ASSIGNMENT
Everything in the listing beneath must be transcribed exactly.

---- SOURCE DATA

PR #669, opened 2021-01-04
Restore Green Builds

riedgar-ms:
Address build breaking issues:
- The latest version of `scikit-learn` was causing trouble with the tests for `CorrelationRemover` due to changes in the behaviour of the `check_sample_weights_invariance()` test. Since `CorrelationRemover` doesn't actually permit sample weights, remove this check from the list of checks run
- Something had changed how Pandas was printing out `DataFrame` objects, causing the expected output not to match in the docs. Force a precision to address this

### DIFF
--- a/docs/quickstart.rst
+++ b/docs/quickstart.rst
@@ -76,7 +76,6 @@ than $50,000 a year.
 
     >>> import numpy as np 
     >>> import pandas as pd
-    >>> pd.set_option('display.precision', 4)
     >>> import matplotlib.pyplot as plt 
     >>> from sklearn.datasets import fetch_openml
     >>> data = fetch_openml(data_id=1590, as_frame=True)
--- a/docs/quickstart.rst
+++ b/docs/quickstart.rst
@@ -112,11 +112,11 @@ we can evaluate metrics for subgroups within the data as below:
     >>> y_pred = classifier.predict(X)
     >>> gm = MetricFrame(accuracy_score, y_true, y_pred, sensitive_features=sex)
     >>> print(gm.overall)
-    0.8443552680070431
+    0.8443...
     >>> print(gm.by_group)
     sex
-    Female    0.9251
-    Male      0.8043
+    Female    0.9251...
+    Male      0.8042...
     Name: accuracy_score, dtype: object
 
 Additionally, Fairlearn has lots of other standard metrics built-in, such as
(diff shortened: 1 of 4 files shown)


docs/quickstart.rst
```diff
@@ -76,6 +76,7 @@ than $50,000 a year.
 
     >>> import numpy as np 
     >>> import pandas as pd
+    >>> pd.set_option('display.precision', 4)
```
romanlutz, line 79: Why don't we keep it as is? Ideally such code shouldn't be in there as it's unrelated to the example.

riedgar-ms: From the PR description 'Something had changed about how Pandas was printing out DataFrame objects'

I'm not sure what had changed, although the recent release of pandas 1.2.0 is a strong suspect. The point is `doctest` does string matching, so it's either do this, or scatter ellipses throughout the results (which then act as wildcards). I believe that we could move directives like this into a hidden code block, but I think I'd prefer to leave the change out in the open.

adrinjalali: I've mentioned before that we should keep the precision to 3 or 4 and then `...` in the doctests, so I'd say we should go with that and not include this display option in the example.

riedgar-ms: I'm not quite sure what you mean. It appears that pandas has changed its default display for DataFrames. At least some of the updates I had to make involved changing a `0` or `1` to `0.0` or `1.0`. While I suppose those could be handled by the `...` wildcard, I don't think it would look good in the docs.

riedgar-ms: I suppose that, since we don't build the docs with old Pandas versions, I could just update to the new formatting (and truncate decimals at 3 or 4 places).... is that what you meant @adrinjalali ?

adrinjalali: That's definitely a solution. I'm a bit surprised about 1.0 vs 1 though. That means there's a dtype change between versions? If that's the case, we can force the dtype and make sure it's always int or float, whichever it needs to be.

riedgar-ms: It might also be related to our dtype being 'object' a lot of the time. Anyway, I've just pushed the update.

romanlutz: My main point was that I don't want this particular line in all examples, and that's addressed, so I'll sign off happily :-) Thanks!

romanlutz (approved):

docs/quickstart.rst
riedgar-ms: @adrinjalali does this look better to you?

MiroDudik (approved):

adrinjalali (approved):
Thanks!

PR #671, opened 2021-01-07
Fix problems with TensorFlow

riedgar-ms:
The `Other-ML-Packages` pipeline was having trouble with TensorFlow and the `ThresholdOptimizer` test. This was ultimately traced to a problem calling `LabelEncoder()` with a pandas `Series` of strings. For some reason, a quite old version of pandas was being installed, and the recent update to SciKit-Learn didn't work with this. Updating the entire build to a more recent Python version (pandas has recently dropped support for Python 3.6) appears to solve the problem.


romanlutz (approved):
py3.6 is meant to be deprecated anyway ;-) Thanks for fixing this!

MiroDudik (approved):

PR #678, opened 2021-01-14
FAQ Update

riedgar-ms:
Add some more questions to the FAQ, based on a training course run at Microsoft.

### DIFF
--- a/docs/faq.rst
+++ b/docs/faq.rst
@@ -54,6 +54,8 @@ Why am I seeing fairness issues, even though my data are reflective of the gener
     Machine learning models often perform poorly for subgroups which are poorly
     represented.
     For this reason, balanced sampling is generally better for ML than population sampling.
+    On a related point, this is why it is important to consider multiple fairness metrics,
+    and how they vary across different subgroups.
 
 Won't making a model fairer reduce its accuracy?
     There are often many machine learning models that achieve similar levels of accuracy
--- a/docs/faq.rst
+++ b/docs/faq.rst
@@ -70,6 +70,18 @@ Can the mitigation algorithms in Fairlearn make my model fair?
     However, to assess whether the new model is fairer, it is important to consider
     not only the fairness metrics, but also the societal and technical context in which
     the model is applied.
+
+I've got improved data, trained and mitigated new models, checked all the metrics... am I done?
+    The ML lifecycle doesn't end when a model is deployed.
+    Models need to be monitored in production.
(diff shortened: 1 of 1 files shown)


docs/faq.rst
```diff
@@ -65,6 +72,18 @@ Can the mitigation algorithms in Fairlearn make my model fair?
     However, to assess whether the new model is fairer, it is important to consider
     not only the fairness metrics, but also the societal and technical context in which
     the model is applied.
+
+I've got improved data, trained and mitigated new models, checked all the metrics... am I done?
+    The ML lifecycle doesn't end when a model is deployed.
```
romanlutz, line 77: I would expand a little on the statement in the beginning about metrics. Metrics don't tell the whole story. Fairness is sociotechnical. So this may not even have been sufficient at deployment time. I do like your points about data drift etc., of course.

docs/faq.rst
```diff
@@ -65,6 +72,18 @@ Can the mitigation algorithms in Fairlearn make my model fair?
...
+    Models need to be monitored in production.
+    On a technical level, this means checking for data drift within the vulnerable
+    subgroups identified during the fairness analysis.
+    However the societal aspects need to be considered as well, for example:
+    
+    - Are the actual harms as expected, both in the nature of the harms and their
+      distribution?
+    - Have the users of the model (who may not be the subjects of the model)
```
romanlutz, line 85: The term I keep reading about in the literature is "strategic behavior" in case you want to use it.

docs/faq.rst
riedgar-ms: Good point - even though I wrote the question, I didn't notice that it implicitly included a deploy/no-deploy choice. I've added a note to highlight this.

docs/faq.rst
riedgar-ms: And at the cost of some personal mental trauma, I'll even use that spelling....

docs/faq.rst
```diff
@@ -50,6 +50,13 @@ The model is unfair because the data are biased. Isn't it better to get better d
     each. In some of these cases, obtaining 'better data' may not be practical, but it
     might still be possible to use some mitigation algorithms.
 
+Why am I seeing fairness issues, even though my data are reflective of the general population?
+    Machine learning models often perform poorly for subgroups which are poorly
```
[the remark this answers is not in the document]
riedgar-ms: I've tried to work that in. Let me know what you think.

romanlutz (approved):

--------

RESULT
PR #669, opened 2021-01-04
Restore Green Builds

riedgar-ms:
Address build breaking issues:
- The latest version of `scikit-learn` was causing trouble with the tests for `CorrelationRemover` due to changes in the behaviour of the `check_sample_weights_invariance()` test. Since `CorrelationRemover` doesn't actually permit sample weights, remove this check from the list of checks run
- Something had changed how Pandas was printing out `DataFrame` objects, causing the expected output not to match in the docs. Force a precision to address this

### DIFF
--- a/docs/quickstart.rst
+++ b/docs/quickstart.rst
@@ -76,7 +76,6 @@ than $50,000 a year.
 
     >>> import numpy as np 
     >>> import pandas as pd
-    >>> pd.set_option('display.precision', 4)
     >>> import matplotlib.pyplot as plt 
     >>> from sklearn.datasets import fetch_openml
     >>> data = fetch_openml(data_id=1590, as_frame=True)
--- a/docs/quickstart.rst
+++ b/docs/quickstart.rst
@@ -112,11 +112,11 @@ we can evaluate metrics for subgroups within the data as below:
     >>> y_pred = classifier.predict(X)
     >>> gm = MetricFrame(accuracy_score, y_true, y_pred, sensitive_features=sex)
     >>> print(gm.overall)
-    0.8443552680070431
+    0.8443...
     >>> print(gm.by_group)
     sex
-    Female    0.9251
-    Male      0.8043
+    Female    0.9251...
+    Male      0.8042...
     Name: accuracy_score, dtype: object
 
 Additionally, Fairlearn has lots of other standard metrics built-in, such as
(diff shortened: 1 of 4 files shown)


docs/quickstart.rst
```diff
@@ -76,6 +76,7 @@ than $50,000 a year.
 
     >>> import numpy as np 
     >>> import pandas as pd
+    >>> pd.set_option('display.precision', 4)
```
romanlutz, line 79: Why don't we keep it as is? Ideally such code shouldn't be in there as it's unrelated to the example.

riedgar-ms: From the PR description 'Something had changed about how Pandas was printing out DataFrame objects'

I'm not sure what had changed, although the recent release of pandas 1.2.0 is a strong suspect. The point is `doctest` does string matching, so it's either do this, or scatter ellipses throughout the results (which then act as wildcards). I believe that we could move directives like this into a hidden code block, but I think I'd prefer to leave the change out in the open.

adrinjalali: I've mentioned before that we should keep the precision to 3 or 4 and then `...` in the doctests, so I'd say we should go with that and not include this display option in the example.

riedgar-ms: I'm not quite sure what you mean. It appears that pandas has changed its default display for DataFrames. At least some of the updates I had to make involved changing a `0` or `1` to `0.0` or `1.0`. While I suppose those could be handled by the `...` wildcard, I don't think it would look good in the docs.

riedgar-ms: I suppose that, since we don't build the docs with old Pandas versions, I could just update to the new formatting (and truncate decimals at 3 or 4 places).... is that what you meant @adrinjalali ?

adrinjalali: That's definitely a solution. I'm a bit surprised about 1.0 vs 1 though. That means there's a dtype change between versions? If that's the case, we can force the dtype and make sure it's always int or float, whichever it needs to be.

riedgar-ms: It might also be related to our dtype being 'object' a lot of the time. Anyway, I've just pushed the update.

romanlutz: My main point was that I don't want this particular line in all examples, and that's addressed, so I'll sign off happily :-) Thanks!

romanlutz (approved):

docs/quickstart.rst
riedgar-ms: @adrinjalali does this look better to you?

MiroDudik (approved):

adrinjalali (approved):
Thanks!

PR #671, opened 2021-01-07
Fix problems with TensorFlow

riedgar-ms:
The `Other-ML-Packages` pipeline was having trouble with TensorFlow and the `ThresholdOptimizer` test. This was ultimately traced to a problem calling `LabelEncoder()` with a pandas `Series` of strings. For some reason, a quite old version of pandas was being installed, and the recent update to SciKit-Learn didn't work with this. Updating the entire build to a more recent Python version (pandas has recently dropped support for Python 3.6) appears to solve the problem.


romanlutz (approved):
py3.6 is meant to be deprecated anyway ;-) Thanks for fixing this!

MiroDudik (approved):

PR #678, opened 2021-01-14
FAQ Update

riedgar-ms:
Add some more questions to the FAQ, based on a training course run at Microsoft.

### DIFF
--- a/docs/faq.rst
+++ b/docs/faq.rst
@@ -54,6 +54,8 @@ Why am I seeing fairness issues, even though my data are reflective of the gener
     Machine learning models often perform poorly for subgroups which are poorly
     represented.
     For this reason, balanced sampling is generally better for ML than population sampling.
+    On a related point, this is why it is important to consider multiple fairness metrics,
+    and how they vary across different subgroups.
 
 Won't making a model fairer reduce its accuracy?
     There are often many machine learning models that achieve similar levels of accuracy
--- a/docs/faq.rst
+++ b/docs/faq.rst
@@ -70,6 +70,18 @@ Can the mitigation algorithms in Fairlearn make my model fair?
     However, to assess whether the new model is fairer, it is important to consider
     not only the fairness metrics, but also the societal and technical context in which
     the model is applied.
+
+I've got improved data, trained and mitigated new models, checked all the metrics... am I done?
+    The ML lifecycle doesn't end when a model is deployed.
+    Models need to be monitored in production.
(diff shortened: 1 of 1 files shown)


docs/faq.rst
```diff
@@ -65,6 +72,18 @@ Can the mitigation algorithms in Fairlearn make my model fair?
     However, to assess whether the new model is fairer, it is important to consider
     not only the fairness metrics, but also the societal and technical context in which
     the model is applied.
+
+I've got improved data, trained and mitigated new models, checked all the metrics... am I done?
+    The ML lifecycle doesn't end when a model is deployed.
```
romanlutz, line 77: I would expand a little on the statement in the beginning about metrics. Metrics don't tell the whole story. Fairness is sociotechnical. So this may not even have been sufficient at deployment time. I do like your points about data drift etc., of course.

docs/faq.rst
```diff
@@ -65,6 +72,18 @@ Can the mitigation algorithms in Fairlearn make my model fair?
...
+    Models need to be monitored in production.
+    On a technical level, this means checking for data drift within the vulnerable
+    subgroups identified during the fairness analysis.
+    However the societal aspects need to be considered as well, for example:
+    
+    - Are the actual harms as expected, both in the nature of the harms and their
+      distribution?
+    - Have the users of the model (who may not be the subjects of the model)
```
romanlutz, line 85: The term I keep reading about in the literature is "strategic behavior" in case you want to use it.

docs/faq.rst
riedgar-ms: Good point - even though I wrote the question, I didn't notice that it implicitly included a deploy/no-deploy choice. I've added a note to highlight this.

docs/faq.rst
riedgar-ms: And at the cost of some personal mental trauma, I'll even use that spelling....

docs/faq.rst
```diff
@@ -50,6 +50,13 @@ The model is unfair because the data are biased. Isn't it better to get better d
     each. In some of these cases, obtaining 'better data' may not be practical, but it
     might still be possible to use some mitigation algorithms.
 
+Why am I seeing fairness issues, even though my data are reflective of the general population?
+    Machine learning models often perform poorly for subgroups which are poorly
```
[the remark this answers is not in the document]
riedgar-ms: I've tried to work that in. Let me know what you think.

romanlutz (approved):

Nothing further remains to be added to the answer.